Distance Formula | Calculate the DIstance Between 2 Points

In this video, we are going to look at the distance formula. The distance formula is used to find the distance between two points, so in this case, the distance from A to B. The video lesson above will cover a midpoint formula example and show how the midpoint formula is related to Pythagorean Theorem. After you finish this lesson, view all of our Pre-Algebra lessons and practice problems.

What is the Distance Formula?

Distance Formula: $d=\sqrt{(x_2-x_1)^2+(y_2-y_1)^2}$

For example:
If point A was (1,2) and point B was (4,6), then we have to find the distance between the two points.
$d=\sqrt{(4-1)^2+(6-2)^2}$
$d=\sqrt{(3)^2+(4)^2}$
$d=\sqrt{9+16}$
$d=\sqrt{25}$
$d=5$

If you don’t want to memorize the formula, then there is another way to find the distance between the two points. Draw a line from the lower point parallel to the x-axis, and a line from the higher point parallel to the y-axis, then a right triangle will be formed. Then, we can use the Pythagorean theorem to solve for the distance.

The distance of one leg is the difference in the x’s. 4-1=3 so that side of the triangle is 3. The distance of the other leg is the difference in the y’s. 6-2=4 so that side of the triangle is 4. Now we can use the Pythagorean theorem. The distance formula is actually based off of that:
$d=\sqrt{a^2+b^2}$

If we solved using the Pythagorean theorem, then:
$d^2=3^2+4^2$
$d^2=9+16$
$d^2=25$
$\sqrt{d^2}=\sqrt{25}$
$d=5$

The distance from point A to point B is found using the distance formula and by using Pythagorean Theorem.

Examples of Distance formula

Example 1

Find the distance between the two points $(-3,2)$ and $(3,5)$

Distance formula is:

$d = \sqrt{(x_2 - x_1)^2 + (y_2 - y_1)^2}$

Substitute the given then evaluate

$d = \sqrt{(3 - -3)^2 + (5 - 2)^2}$

$d = \sqrt{(6)^2 + (3)^2}$

$d = \sqrt{36 + 9}$

$d = \sqrt{45}$

$d=6.71$

Now, we have

$d = 6.71$

Example 2

What is the distance between the points (4, 3) and (-4,-3)?

Distance formula is:

$d = \sqrt{(x_2 - x_1)^2 + (y_2 - y_1)^2}$

Substitute the given then evaluate

$d = \sqrt{(-4 - 4)^2 + (-3 - 3)^2}$

$d = \sqrt{(-8)^2 + (-6)^2}$

$d = \sqrt{64+36}$

$d = \sqrt{100}$

$d=10$

Now, we have

$d = 10$

Video-Lesson Transcript

In this lesson, let’s discuss the distance formula.

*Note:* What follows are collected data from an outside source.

PR #134, opened 2017-07-30
Avoid starting value log replay from too far ahead

srh:
This change fixes a dataloss bug should the process running Badger crash or be killed.

The bug is that we write s.vptr to !badger!head when we should actually write ft.vptr.

We want to write a vptr value that is less than or equal to the last value log offset for the particular memtable we're writing.  That's ft.vptr.  The value `s.vptr` could be overwritten as we're writing to later memtables.

For example, suppose that when `writeRequests` calls `ensureRoomForWrite`, we send a flush task to `flushChan`.  That flushes the preceding (full) s.mt (call it M), along with its corresponding s.vptr (call it X) value.  Then `writeRequests` writes to the new `s.mt` skiplist and *after that* calls `updateOffset` which updates `s.vptr` to the new value Y.  (Thus `s.vptr` is always less than or equal to the last vlog pointer written to `s.mt`.  And Y >= X.)  Suppose Y > X.

The function `flushMemtable` might not read from `flushChan` until after we've written the value Y to `s.vptr`.  Then !badger!head points to Y, and the LSM is written for all vlog entries up to and including X.

That means the writes in the interval (X, Y] would be missed if we replay the value log.

So writes we've acknowledged might be lost, and we might wake up in an inconsistent state by replaying entries after Y.

---
This change is [Reviewable](https://reviewable.io/reviews/dgraph-io/badger/134)

### DIFF
--- a/kv.go
+++ b/kv.go
@@ -1018,7 +1018,6 @@ func (s *KV) flushMemtable(lc *y.LevelCloser) error {
 			return nil
 		}
 
-		// TODO: Can this ever be zero?  That'd just be nuts.
 		if !ft.vptr.IsZero() {
 			s.elog.Printf("Storing offset: %+v\n", ft.vptr)
 			offset := make([]byte, 10)
--- a/kv.go
+++ b/kv.go
@@ -533,12 +533,14 @@ func (s *KV) updateOffset(ptrs []valuePointer) {
 			break
 		}
 	}
+	if ptr.IsZero() {
+		return
+	}
 
 	s.Lock()
 	defer s.Unlock()
-	if s.vptr.Less(ptr) {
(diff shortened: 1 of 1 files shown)


manishrjain:
LGTM. Really nice catch! Looks like I introduced this bug early on.

---

Review status: 0 of 1 files reviewed at latest revision, all discussions resolved.

---



*Comments from [Reviewable](https://reviewable.io:443/reviews/dgraph-io/badger/134#-:-KqMVLPnq1fLxKaT6MVk:b9l7lu4)*

srh:
In master as of 37f7ab3612b7af6579f2b5c8a801cf443334e52e

PR #140, opened 2017-08-02
Manifest file

srh:
Adds a manifest file, which keeps info about value log and table files.

Generally, the main changes are:

- Removed file metadata
- Removed compact log
- Added manifest

Two changes that were not done, but which we might want to do in the future:

- Make the manifest hold basic metadata like smallest, biggest keys (to improve startup times), and file size (for safety).
- Error handling in compaction.  We ignored an error before -- and we still ignore that error.

---
This change is [Reviewable](https://reviewable.io/reviews/dgraph-io/badger/140)


srh:
Review status: 0 of 15 files reviewed at latest revision, 15 unresolved discussions.

---

*[level_handler.go, line 175 at r1](https://reviewable.io:443/reviews/dgraph-io/badger/140#-Kq_M-uO-rnTAuY2f1XV:-Kq_M-uP9mu8RIMNGn8D:b-vgohr9) ([raw file](https://github.com/dgraph-io/badger/blob/4e9f97d61c0285409d7b313613c21dd90205a7fd/level_handler.go#L175)):*
> ```Go
> 	s.Lock()
> 	defer s.Unlock()
> 	if len(s.tables) >= s.kv.opt.NumLevelZeroTablesStall {
> ```

An incidental bugfix.  As far as I can tell this comparison was off-by-one.

---

*[levels.go, line 41 at r1](https://reviewable.io:443/reviews/dgraph-io/badger/140#-Kq_N6Pa09uA7XYOxSgh:-Kq_N6Pa09uA7XYOxSgi:bg9xfsv) ([raw file](https://github.com/dgraph-io/badger/blob/4e9f97d61c0285409d7b313613c21dd90205a7fd/levels.go#L41)):*
> ```Go
> 	kv     *KV
> 
> 	nextFileID uint64 // Atomic
> ```

Renamed, is the same thing as maxFileID.  Being particular about the meaning of "max" here.

---

*[levels.go, line 67 at r1](https://reviewable.io:443/reviews/dgraph-io/badger/140#-Kq_MGSRGIERHl678nHx:-Kq_MGSRGIERHl678nHy:bgqlb28) ([raw file](https://github.com/dgraph-io/badger/blob/4e9f97d61c0285409d7b313613c21dd90205a7fd/levels.go#L67)):*
> ```Go
> 			kv.elog.Printf("Table file %d not referenced in MANIFEST\n", id)
> 			filename := table.NewFilename(id, kv.opt.Dir)
> 			err := os.Remove(filename)
> ```

We delete files not found in the manifest.  I was thinking, maybe we should move them to some lost+found.  But 

---

*[levels.go, line 193 at r1](https://reviewable.io:443/reviews/dgraph-io/badger/140#-Kq_Mt2DaMtfVQ7XD68o:-Kq_Mt2DaMtfVQ7XD68p:bgwqtgg) ([raw file](https://github.com/dgraph-io/badger/blob/4e9f97d61c0285409d7b313613c21dd90205a7fd/levels.go#L193)):*
> ```Go
> 			prios := s.pickCompactLevels()
> 			for _, p := range prios {
> 				// TODO: Handle error.
> ```

I made doCompact return errors which it (or its callees) ignored before.  Right now the error is still unhandled here.

---

*[levels.go, line 455 at r1](https://reviewable.io:443/reviews/dgraph-io/badger/140#-Kq_NR39-klnzSR9s00C:-Kq_NR39-klnzSR9s00D:b3nqk81) ([raw file](https://github.com/dgraph-io/badger/blob/4e9f97d61c0285409d7b313613c21dd90205a7fd/levels.go#L455)):*
> ```Go
> }
> 
> func (s *levelsController) reserveCompactionFileIDs(def *compactDef) (uint64, uint64) {
> ```

Moved from compact_log.go.  (Original function returned a `*compaction` with a slice of these file IDs named `toInsert`.)

---

*[levels.go, line 498 at r1](https://reviewable.io:443/reviews/dgraph-io/badger/140#-Kq_NqFfDs693JyMTaFj:-Kq_NqFfDs693JyMTaFk:b-lake5n) ([raw file](https://github.com/dgraph-io/badger/blob/4e9f97d61c0285409d7b313613c21dd90205a7fd/levels.go#L498)):*
> ```Go
> 			return err
> 		}
> ```

The comments here aren't describing anything new.

---

*[levels.go, line 524 at r1](https://reviewable.io:443/reviews/dgraph-io/badger/140#-Kq_O7cLMPz7rt46f5bu:-Kq_O7cLMPz7rt46f5bv:bnzd9ip) ([raw file](https://github.com/dgraph-io/badger/blob/4e9f97d61c0285409d7b313613c21dd90205a7fd/levels.go#L524)):*
> ```Go
> 		// This compaction couldn't be done successfully.
> 		cd.elog.LazyPrintf("\tLOG Compact FAILED with error: %+v: %+v", err, cd)
> 		return err
> ```

This is where we ignored the error before -- which we now return up the stack a bit before ignoring.

---

*[levels.go, line 649 at r1](https://reviewable.io:443/reviews/dgraph-io/badger/140#-Kq_OSR1CBjaCcEasVoB:-Kq_OSR1CBjaCcEasVoC:bb3l1l3) ([raw file](https://github.com/dgraph-io/badger/blob/4e9f97d61c0285409d7b313613c21dd90205a7fd/levels.go#L649)):*
> ```Go
> // get returns the found value if any. If not found, we return nil.
> func (s *levelsController) get(key []byte) (y.ValueStruct, error) {
> 	// It's important that we iterate the levels from 0 on upward.  The reason is, if we iterated
> ```

This comment doesn't explain anything new.

---

*[manifest.go, line 116 at r1](https://reviewable.io:443/reviews/dgraph-io/badger/140#-Kq_Qji2V3tEagPEBJur:-Kq_Qji2V3tEagPEBJus:bl4hb9a) ([raw file](https://github.com/dgraph-io/badger/blob/4e9f97d61c0285409d7b313613c21dd90205a7fd/manifest.go#L116)):*
> ```Go
> }
> 
> type manifestChangeSet struct {
> ```

Generally speaking a manifest file is a sequence of manifestChangeSets.  They atomically apply a sequence of manifestChanges, in order.

I should add a comment to this effect, somewhere here.

---

*[manifest.go, line 353 at r1](https://reviewable.io:443/reviews/dgraph-io/badger/140#-Kq_QLThjJLrBVxDXVdS:-Kq_QLThjJLrBVxDXVdT:b-moopx0) ([raw file](https://github.com/dgraph-io/badger/blob/4e9f97d61c0285409d7b313613c21dd90205a7fd/manifest.go#L353)):*
> ```Go
> }
> 
> func (mcs *manifestChangeSet) Encode(w *bytes.Buffer) {
> ```

There's a lot of binary encoding/decoding logic in this file and I think, maybe there might be a better way to do this in Go.  Or at least a way with less effort.  What would you do?

---

*[manifest_test.go, line 61 at r1](https://reviewable.io:443/reviews/dgraph-io/badger/140#-Kq_OcBD4VTrPpxMgTR4:-Kq_OcBD4VTrPpxMgTR5:b-sfhotd) ([raw file](https://github.com/dgraph-io/badger/blob/4e9f97d61c0285409d7b313613c21dd90205a7fd/manifest_test.go#L61)):*
> ```Go
> }
> 
> func TestManifestBasic(t *testing.T) {
> ```

Stuff below here is moved/renamed from compact_log tests.

---

*[manifest_test.go, line 192 at r1](https://reviewable.io:443/reviews/dgraph-io/badger/140#-Kq_Ompw4TkCR3Fdadpd:-Kq_OmpxEHZb8EyJZ0w_:b-rabfmu) ([raw file](https://github.com/dgraph-io/badger/blob/4e9f97d61c0285409d7b313613c21dd90205a7fd/manifest_test.go#L192)):*
> ```Go
> }
> 
> func TestManifestRewrite(t *testing.T) {
> ```

Except for this which specifically tests the rewrite mechanism of the manifest.

---

*[value.go, line 596 at r1](https://reviewable.io:443/reviews/dgraph-io/badger/140#-Kq_PF3SO-yv-ObQx6d7:-Kq_PF3SO-yv-ObQx6d8:bus953l) ([raw file](https://github.com/dgraph-io/badger/blob/4e9f97d61c0285409d7b313613c21dd90205a7fd/value.go#L596)):*
> ```Go
> func (l *valueLog) Open(kv *KV, opt *Options, mf *manifest) error {
> 	l.dirPath = opt.ValueDir
> 	l.opt = *opt
> ```

I had to move l.kv above openOrCreateFiles to get things working -- and moved l.opt assignment too -- then investigating the performance slowdown is how I found out about the syncWrites bug.

---

*[value_test.go, line 287 at r1](https://reviewable.io:443/reviews/dgraph-io/badger/140#-Kq_PbTr7U7L3HJjvVw6:-Kq_PbTr7U7L3HJjvVw7:bjl0fo7) ([raw file](https://github.com/dgraph-io/badger/blob/4e9f97d61c0285409d7b313613c21dd90205a7fd/value_test.go#L287)):*
> ```Go
> 				y.Check(err)
> 				defer os.RemoveAll(dir)
> 				var mf manifest
> ```

A bug.  Should be bf := createManifest(...).  I'm lucky this test doesn't get a nil pointer dereference.

---

*[y/y.go, line 38 at r1](https://reviewable.io:443/reviews/dgraph-io/badger/140#-Kq_Pu0fNJVsT_NSk1Y5:-Kq_Pu0fNJVsT_NSk1Y6:b6mjs6h) ([raw file](https://github.com/dgraph-io/badger/blob/4e9f97d61c0285409d7b313613c21dd90205a7fd/y/y.go#L38)):*
> ```Go
> )
> 
> // OpenExistingSyncedFile opens an existing file, errors if it doesn't exist.
> ```

I moved every use of OpenSyncedFile off to these specific OpenExisting... and Create... functions that I could.  The only use of OpenSyncedFile left is for the MANIFEST file -- which is what we want.

---


*Comments from [Reviewable](https://reviewable.io:443/reviews/dgraph-io/badger/140)*

manishrjain:
Reviewed 15 of 15 files at r1.
Review status: all files reviewed at latest revision, 28 unresolved discussions.

---

*[kv.go, line 236 at r1](https://reviewable.io:443/reviews/dgraph-io/badger/140#-Kqb5sVjr4RMsfz9-ZwT:-Kqb5sVjr4RMsfz9-ZwU:b-jwskkw) ([raw file](https://github.com/dgraph-io/badger/blob/4e9f97d61c0285409d7b313613c21dd90205a7fd/kv.go#L236)):*
> ```Go
> 	go out.flushMemtable(lc) // Need levels controller to be up.
> 
> 	if err = out.vlog.Open(out, &opt, &manifest); err != nil {
> ```

Value log doesn't need to have manifest.

---

*[level_handler.go, line 106 at r1](https://reviewable.io:443/reviews/dgraph-io/badger/140#-Kqb6cjaTVSaDHrlBmz8:-Kqb6cjaTVSaDHrlBmz9:bbkgtho) ([raw file](https://github.com/dgraph-io/badger/blob/4e9f97d61c0285409d7b313613c21dd90205a7fd/level_handler.go#L106)):*
> ```Go
> // You must call decr() to delete the old tables _after_ writing the update to the manifest.
> func (s *levelHandler) replaceTables(
> 	newTables []*table.Table) error {
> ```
PR #389, opened 2021-01-07
Added DeLorme gpl

KOLANICH:


log/gps/delorme_track_gpl.ksy
```diff
@@ -0,0 +1,67 @@
...
+        type: u4
+      - id: reserved1
+        type: u4
+        doc: Zero in all observed files
+
+enums:
+  fix:
+    0:
+      id: dupe
+      doc: duplicate of the previous record
```
dgelessus, line 63: How is this interpreted exactly? If a record has this type, are its contents ignored and taken from the previous record instead?

log/gps/delorme_track_gpl.ksy
```diff
@@ -0,0 +1,67 @@
...
+    1: none
+    2: two_d
+    3: three_d
+    4: dgps
```
dgelessus, line 67: This doesn't match the source code you linked, which maps 5 (not 4) to `fix_dgps`:

https://github.com/gpsbabel/gpsbabel/blob/e1e195beca8e0f24ca0e41c02d1986af13865cd0/delgpl.cc#L80-L82

```cpp
    case 5:
      wpt_tmp->fix = fix_dgps;
      break;
```

log/gps/delorme_track_gpl.ksy
```diff
@@ -0,0 +1,67 @@
...
+        type: f8
+        -unit: feet
+      - id: heading
+        type: f8
+        -unit: °
+      - id: speed
+        type: f8
+        -unit: ml/h
+      - id: timestamp
+        type: u4
```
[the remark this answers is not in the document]
generalmimon: I agree, IMHO the best would be to rename the `id` to `unix_timestamp` so that the meaning is clear even from the application code using the generated parser.

dgelessus:
PS: Like with #381, I think this spec would fit better under geospatial rather than log/gps.

I suppose this format could count as a log, because it's a sequence of timestamped positions/movement vectors. But still, it has more in common with other waypoint/route formats than with OS event logs.

generalmimon:
> I suppose this format could count as a log, because it's a sequence of timestamped positions/movement vectors.

It can use `/meta/tags` to denote that (and it will show also in the _Logs_ category at https://formats.kaitai.io/ then):

```ksy
meta:
  tags:
    - log
```

log/gps/delorme_track_gpl.ksy
KOLANICH: IDK in fact. GPSBabel verifies they are equal, but it feels like completely pointless. I feel like these may be angles of a rectangle.

KOLANICH:
I feel like `geospatial` is more for maps, but GPS tracks are more logs than maps, so go to `log/gps`.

The distance formula is used to find the distance between two points.

In this case, distance from point $A$ to point $B$ .

We have coordinates $(x_1, y_1)$ for point $A$ .

And point $B$ has coordinates $(x_2, y_2)$ .

Distance formula is

$d = \sqrt{(x_2 - x_1)^2 + (y_2 - y_1)^2}$

You can memorize this formula and find the distance between any two points.

Let’s have an example.

Point $A$ has coordinates $(1, 2)$ . Point $B$ has coordinates $(4, 6)$ . Let’s find the distance between these two points.

Distance formula is

$d = \sqrt{(x_2 - x_1)^2 + (y_2 - y_1)^2}$
$d = \sqrt{(4 - 1)^2 + (6 - 2)^2}$
$d = \sqrt{(3)^2 + (4)^2}$
$d = \sqrt{9 + 16}$
$d = \sqrt{25}$

Now, we have

$d = 5$

This means that the distance between point $A$ and point $B$ is $5$ .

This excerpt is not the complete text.